Assignment - Exactly as written, copy the lines that run from the start of the data below to the line containing "With this PR", both ends included.

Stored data
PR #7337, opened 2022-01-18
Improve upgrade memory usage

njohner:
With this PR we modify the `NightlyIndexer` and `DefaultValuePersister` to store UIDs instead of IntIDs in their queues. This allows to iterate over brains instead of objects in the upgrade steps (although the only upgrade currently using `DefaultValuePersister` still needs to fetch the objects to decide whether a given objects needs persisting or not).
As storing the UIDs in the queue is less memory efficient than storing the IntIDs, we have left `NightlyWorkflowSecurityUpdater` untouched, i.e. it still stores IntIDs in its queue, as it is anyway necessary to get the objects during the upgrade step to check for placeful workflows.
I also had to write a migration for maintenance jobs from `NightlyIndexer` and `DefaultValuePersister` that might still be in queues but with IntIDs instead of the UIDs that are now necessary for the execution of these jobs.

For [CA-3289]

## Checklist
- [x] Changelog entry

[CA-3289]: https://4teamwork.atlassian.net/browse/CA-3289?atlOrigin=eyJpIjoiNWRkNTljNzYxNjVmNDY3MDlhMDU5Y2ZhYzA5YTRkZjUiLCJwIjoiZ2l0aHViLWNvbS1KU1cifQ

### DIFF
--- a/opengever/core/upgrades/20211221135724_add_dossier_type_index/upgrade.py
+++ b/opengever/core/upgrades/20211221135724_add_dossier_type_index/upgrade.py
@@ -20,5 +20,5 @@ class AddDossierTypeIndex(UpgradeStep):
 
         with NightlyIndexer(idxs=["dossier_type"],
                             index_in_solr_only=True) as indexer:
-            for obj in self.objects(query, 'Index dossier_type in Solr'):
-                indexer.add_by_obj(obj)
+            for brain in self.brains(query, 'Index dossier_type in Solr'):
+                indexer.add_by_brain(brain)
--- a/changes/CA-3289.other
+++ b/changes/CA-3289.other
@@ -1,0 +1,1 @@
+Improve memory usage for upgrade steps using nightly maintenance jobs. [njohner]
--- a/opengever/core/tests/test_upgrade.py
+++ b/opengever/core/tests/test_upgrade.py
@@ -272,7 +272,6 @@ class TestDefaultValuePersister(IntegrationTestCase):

Solved exercise -
PR #7337, opened 2022-01-18
Improve upgrade memory usage

njohner:
With this PR we modify the `NightlyIndexer` and `DefaultValuePersister` to store UIDs instead of IntIDs in their queues. This allows to iterate over brains instead of objects in the upgrade steps (although the only upgrade currently using `DefaultValuePersister` still needs to fetch the objects to decide whether a given objects needs persisting or not).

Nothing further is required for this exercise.